- _Your goal_
Would you restate the entries below word for word, starting at the first line and ending with the one that has "--- a/locales/en-US/webextension.properties"?

[Stored data]
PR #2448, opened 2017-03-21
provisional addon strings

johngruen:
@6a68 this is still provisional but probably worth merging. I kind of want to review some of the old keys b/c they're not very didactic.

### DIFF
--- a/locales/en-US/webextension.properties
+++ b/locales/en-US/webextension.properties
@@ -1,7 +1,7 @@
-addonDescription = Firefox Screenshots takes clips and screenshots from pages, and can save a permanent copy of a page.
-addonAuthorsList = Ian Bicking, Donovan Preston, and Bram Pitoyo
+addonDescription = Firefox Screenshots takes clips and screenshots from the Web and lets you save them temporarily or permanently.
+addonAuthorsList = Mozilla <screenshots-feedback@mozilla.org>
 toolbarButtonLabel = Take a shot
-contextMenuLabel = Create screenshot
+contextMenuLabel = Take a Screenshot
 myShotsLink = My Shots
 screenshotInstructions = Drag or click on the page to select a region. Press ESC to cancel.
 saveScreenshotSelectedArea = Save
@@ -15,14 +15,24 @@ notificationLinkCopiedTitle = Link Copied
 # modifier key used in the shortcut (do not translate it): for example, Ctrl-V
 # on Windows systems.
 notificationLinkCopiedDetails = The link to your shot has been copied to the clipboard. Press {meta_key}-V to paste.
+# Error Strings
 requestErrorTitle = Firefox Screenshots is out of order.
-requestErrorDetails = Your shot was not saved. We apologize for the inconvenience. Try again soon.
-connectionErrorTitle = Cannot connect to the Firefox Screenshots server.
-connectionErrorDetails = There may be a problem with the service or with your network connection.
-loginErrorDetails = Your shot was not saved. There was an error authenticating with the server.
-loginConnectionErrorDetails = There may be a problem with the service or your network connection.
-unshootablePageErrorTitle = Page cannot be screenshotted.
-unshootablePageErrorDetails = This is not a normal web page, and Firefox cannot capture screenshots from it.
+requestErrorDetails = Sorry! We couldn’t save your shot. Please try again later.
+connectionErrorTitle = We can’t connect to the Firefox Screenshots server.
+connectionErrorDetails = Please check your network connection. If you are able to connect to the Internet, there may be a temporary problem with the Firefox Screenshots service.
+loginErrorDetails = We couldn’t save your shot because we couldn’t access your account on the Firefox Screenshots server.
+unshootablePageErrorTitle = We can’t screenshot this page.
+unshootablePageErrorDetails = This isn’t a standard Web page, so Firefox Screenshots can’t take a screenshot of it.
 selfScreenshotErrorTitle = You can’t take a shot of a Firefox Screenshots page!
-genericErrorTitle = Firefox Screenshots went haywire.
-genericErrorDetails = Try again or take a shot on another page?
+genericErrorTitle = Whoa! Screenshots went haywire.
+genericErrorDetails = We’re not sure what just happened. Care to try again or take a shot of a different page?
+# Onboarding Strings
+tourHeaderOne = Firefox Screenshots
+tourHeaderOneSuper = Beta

- _Problem solution_
PR #2448, opened 2017-03-21
provisional addon strings

johngruen:
@6a68 this is still provisional but probably worth merging. I kind of want to review some of the old keys b/c they're not very didactic.

### DIFF
--- a/locales/en-US/webextension.properties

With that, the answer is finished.